“You’ll never believe this!”

Four heads looked up as Dini Stein, a.k.a. Shevy, walked into the room.

“Guess who’s on the phone?” She waved her phone excitedly in the air. “Mashi, our division head! She heard about our Girls Unite project and she wants to help! Here, listen!”

From the other side of the room, Dassi from Rina’s acting troupe, held a phone to her ear.

“Hi, girls!” she trilled. “So much fun to speak from outside camp! Shevy told me about your idea to have an international achdus shabbaton, as a zechus for Tzippy’s refuah sheleimah. I love it!”

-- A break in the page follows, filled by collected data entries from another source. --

PR #1070, opened 2021-02-19
hotfix: font format:

gucio321:
- removed magic numbers
- corrected unknown1 bytes count in d2fontglyph.Create


gucio321:
test passed:
image

gravestench (approved):

Issue #909, opened 2020-11-08
File Encoders for all file formats in `d2common/d2fileformats/


gravestench:
We currently only have file decoders in `d2fileformats`. Most of the `Load` functions take a byte slice as an argument, and parse the bytes into a struct for that file type. We need to be able to convert a struct instance back to a byte slice.

rjnienaber:
I did a cursory check and it seems like `d2dcc` and `d2mpq` are the only file formats that still require a `.Marshal` method. Is this required for those formats? If so, I'd like to take a shot at the `.dcc` one but I don't have an example file that I could commit to the repo.

PR #1075, opened 2021-02-25
general refactor of text dictionary encoder

### LINKED ISSUE #1054: editing string tables
Already, we have data encoder in d2common/d2fileformats/d2tbl, but we are still unable to edit it. We need to write `AddEntry()` and `DeleteEntry()` methods for TextDIctionary.

reffers to #909 , #1040 and https://github.com/OpenDiablo2/HellSpawner/issues/86

gucio321:
Hi there,
written by me text dictionary encoder was extremely ineffectual, because we was unable to add and remove entries from table.
In this PR I've completely removed my previous encoder and written `d2tbl.Marshal` method again.
also, this fixes #1054, because now we can simply
```golang
if _, ok := dict[key]; !ok {
     dict[key] = newValue
} 
```
this is also related with #909 and https://github.com/OpenDiablo2/HellSpawner/issues/86
the only weak point of this solution is the inability to use newly coded dictionaries in original d2

In this PR I've also added more descriptive error mesages to LoadTextDictionary

it adds unit test for text dictionary too


gucio321:
image

gravestench (approved):

gravestench:
> the only weak point of this solution is the inability to use newly coded dictionaries in original d2

Why?

gucio321:
there are several fields, where I just push `0`, because our decoder doesn't use thes bytes. however it **might** be important in retail D2.

gucio321:
other words:
current encoder:
\+ encoded data **probably** could be used in original D2
\- realy hard to edit
\- many redundant fields in dictionary's structure

this PR:
\+ realy independent encoder (in fact could be used on any `map[string]string`)
\+ extremely easy to edit (just add key-value to map)
\- **probably** cannot use in retail D2

PR #1078, opened 2021-02-26
animation data engine + encoder

gucio321:
Hi there,
We had two animation data managers (one in `d2data`, second in `d2fileformats`), but one (in `d2fileformats`) was completely unused.
in this PR I've changed code, to use this second anim data manager (IMO is more advanced) and written encoder for it.
related with #909


gucio321:
image

gravestench (approved):

PR #1080, opened 2021-02-28
bugfix string table encoding

gucio321:
I've used map ranges twice, and each loop ranged the map in another order, so text dictionary encoder sometimes didn't work


gucio321:
image

gucio321:
image

gravestench (approved):

PR #1082, opened 2021-03-01
bugfix: d2util.Logger.Fatal()

gucio321:
Hi there,
d2util.Logger.Fatal() didn't terminate program, when d2util.Logger.level < LogLevelFatal


gravestench (approved):
nice

PR #1086, opened 2021-03-04
animation data: methods for edition animation data records count and animation entries

gucio321:
Hi there,
this PR contains:
- Push Record (adds a new record to specific entry
 - Delete Record (removes specified record from specified entry)
 - Add Entry (adds a new entry with specific name)
 - Delete Entry (removes specified entry)
- unit tests for these methods

necessary for OpenDiablo2/HellSpawner#78
and to complete OpenDiablo2/HellSpawner#219


gucio321:
image

essial (approved):

Issue #907, opened 2020-11-08
Unit Test: `d2common/d2cache`


gravestench:
we need unit tests for each method of `d2cache.Cache`

PR #1093, opened 2021-03-21
Anvil of fury/cache tests

anvil-of-fury:
resolves: https://github.com/OpenDiablo2/OpenDiablo2/issues/907

Only question I have is do we want to allow the cache to insert a node with `weight` > `budget`? Please see `TODO` comment for this test case and let me know if this is expected behavior.

### DIFF
--- a/d2common/d2cache/cache_test.go
+++ b/d2common/d2cache/cache_test.go
@@ -7,15 +7,16 @@ import (
 func TestCacheInsert(t *testing.T) {
 	cache := CreateCache(1)
 	insertError := cache.Insert("A", "", 1)
+
 	if insertError != nil {
 		t.Fatalf("Cache insert resulted in unexpected error: %s", insertError)
 	}
 }
 
-// TODO: do we want cache insert to fail if we add a node with weight > budget?
 func TestCacheInsertWithinBudget(t *testing.T) {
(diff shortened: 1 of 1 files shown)


anvil-of-fury:
I had to remove a TODO comment due to linting error, but here is the test in my above question: https://github.com/OpenDiablo2/OpenDiablo2/pull/1093/files#diff-689b9048057e7ac27ccbe8e5ef6ef87bab49be8baa8e33102af9f14712ead4f2R16-R23

d2common/d2cache/cache_test.go
```diff
@@ -0,0 +1,93 @@
...
+func TestCacheInsert(t *testing.T) {
+	cache := CreateCache(1)
+	insertError := cache.Insert("A", "", 1)
+
+	if insertError != nil {
+		t.Fatalf("Cache insert resulted in unexpected error: %s", insertError)
+	}
+}
+
+func TestCacheInsertWithinBudget(t *testing.T) {
```
anvil-of-fury, line 16: do we want to allow nodes to be inserted if their `weight` > `budget`?

gucio321 (approved):
good work.

essial (approved):

PR #104, opened 2018-11-19
csi: revisit rbac rules, add Snapshotter sidecar and roles

fatih:


Makefile
```diff
@@ -47,7 +47,7 @@ test:
 test-integration:
 
 	@echo "==> Started integration tests"
-	@env GOCACHE=off go test -v -tags integration ./test/...
```
aybabtme: why change this?

deploy/kubernetes/releases/csi-digitalocean-dev.yaml
```diff
@@ -118,6 +118,20 @@ provisioner: dobs.csi.digitalocean.com
 
 ---
 
+# NOTE(arslan): this will probably fail , because the CRD is created via the
+# csi-snapshotter sidecar, that is part of the csi-do-controller statefulset.
+# We need to create this seperately.
```
aybabtme: Add to this comment some documentation about how other devs need to proceed to get this working (eg "apply this section separately after XYZ")

Makefile
fatih: Because go modules won't work if you turn of GOCACHE

deploy/kubernetes/releases/csi-digitalocean-dev.yaml
fatih: This comment will be removed in upcoming PR's it's just here to remind myself.

deploy/kubernetes/releases/csi-digitalocean-dev.yaml
```diff
@@ -190,46 +216,140 @@ spec:
...
+    resources: ["volumesnapshotclasses"]
+    verbs: ["get", "list", "watch"]
+  - apiGroups: ["snapshot.storage.k8s.io"]
+    resources: ["volumesnapshotcontents"]
+    verbs: ["create", "get", "list", "watch", "update", "delete"]
+  - apiGroups: ["snapshot.storage.k8s.io"]
+    resources: ["volumesnapshots"]
+    verbs: ["get", "list", "watch", "update"]
+  - apiGroups: ["apiextensions.k8s.io"]
+    resources: ["customresourcedefinitions"]
```
aybabtme: why do you need these permissions to create snapshots?

fatih: The `csi-snapshotter` sidecar needs them to create the `VolumeSnapshot` and `VolumeSnapshotClass` custom resource definitions. 

These are pulled from the appropriate repo, each sidecar now contains the RBAC rules it needs to operate, as an example for the above: https://github.com/kubernetes-csi/external-snapshotter/blob/master/deploy/kubernetes/rbac.yaml

aybabtme:
:shipit:

PR #105, opened 2018-11-20
csi: add snapshot tests

fatih:
Please checkout the second commit. The first commit is vendoring the client-go and csi-snapshotter packages, which are needed for adding the tests. 

The test is simply just creating a snapshot from an existing pvc and then later restores it back and deploys another pod with restored volume.


test/kubernetes/integration_test.go
```diff
@@ -345,6 +349,176 @@ func TestPod_Multi_Volume(t *testing.T) {
...
+		},
+	}
+
+	t.Log("Creating pvc")
+	_, err = client.CoreV1().PersistentVolumeClaims(namespace).Create(pvc)
+	if err != nil {
+		t.Fatal(err)
+	}
+
+	t.Logf("Waiting pod %q to be running ...\n", pod.Name)
```
nanzhong:
```suggestion
	t.Logf("Waiting for pod %q to be running ...\n", pod.Name)
```

PR #113, opened 2018-12-03
csi: v1.0.0

fatih:
CSI v1.0.0 is released (\o/): https://github.com/container-storage-interface/spec/releases/tag/v1.0.0.

This is only compatible with Kubernetes v1.13+. With that, there were
many changes and updates so this PR combines all these changes:

* Updated all sidecars to support the new spec
* Update plugin registry dir from `/var/lib/kubelet/plugins/` to `/var/lib/kubelet/plugins_registry/`
* Updated the dependencies to comply with the latest CSI version, such as `github.com/golang/protobuf` to `v1.2.0`


fatih:
Snapshots integration tests are not working for some reasons, looking into it.

deploy/kubernetes/releases/csi-digitalocean-dev.yaml
```diff
@@ -435,7 +434,7 @@ spec:
       hostNetwork: true
       containers:
         - name: driver-registrar
-          image: quay.io/k8scsi/driver-registrar:v0.4.1
+          image: quay.io/k8scsi/driver-registrar:v1.0-canary
```
joonas: Should we use the new [node-driver-registrar](https://github.com/kubernetes-csi/node-driver-registrar/releases/tag/v1.0.1) here?

nanzhong: Agree that it seems like we should use `node-driver-registrar` since `driver-registrar` is deprecated.

fatih: Yeap, as I said this was splitted and needs to be changed. However, I"m waiting for the documentation on how to implement and add both the `cluster-` and `node-` driver registrars. The relevant PR that adds the instructions will be added today or tomorrow to the CSI documentation repo.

Malka spoke up. “So you don’t think it’s crazy that we want to do it in Europe? ’Cuz Chaykie Weiss — you know, the girl in Bunk Yud-Aleph from Antwerp — said her grandparents own a hotel in Bulgaria, and they’re willing to let us use it for free. But our parents think it’s insane.”

“Yeah, everyone’s telling us we’re crazy, that this plan will never work,” said Leah.

“What is the plan?” asked Dassi.

Dini answered in her self-assured way. “We want to get frum teenage girls from all over the world to spend a Shabbos together. Like, we’re talking hundreds, maybe thousands of girls! And we’ll have speakers and activities and things all about achdus. It’ll be awesome!”

“But the problem is money,” said Aliza. “Even if the hotel’s free, the airfare will be really expensive.”

“And how many parents will let?” added Huvy. “This just seems impossible. It’ll never happen.”

“Don’t say that!” Dassi rallied her. “I love the fact that you girls are dreaming big! Nothing’s impossible if you believe in it! But first, you have to believe in yourself.”

The girls all looked at each other and smiled. “Yeah!” shouted Dini, pumping her fist into the air. All the others imitated her.

“Beautiful!” shouted Rina, from her director’s chair in her basement studio where they were practicing. “Perfect!”

Gabriella, sitting cross-legged on the couch behind her, turned her head away so no one would see her wince. She’d already tried to suggest that the reaction was a bit much, and that the shift from doubting to believing in themselves should be slower and subtler. But, as Gabriella had learned too well, any attempt to place subtlety in this film was a nonstarter. The fist-pumping had been Dini’s inspiration, and she was particularly proud of it. And Rina just loved the dramatic moment.

Gabriella looked down at her script and sighed. There was so much she would have changed here. She’d even devoted several crazy hours, in between cooking and helping her kids decorate the succah, to edit the scenes for the upcoming filming.

She’d managed to squeeze through a few of the minor dialogue changes. But Rina had emphatically put her foot down at Gabriella’s attempt to change some of the plot.

“No way,” she’d said clearly. And, for what had to be the hundredth time, she’d added with a hiss, “Remember, this is mine.”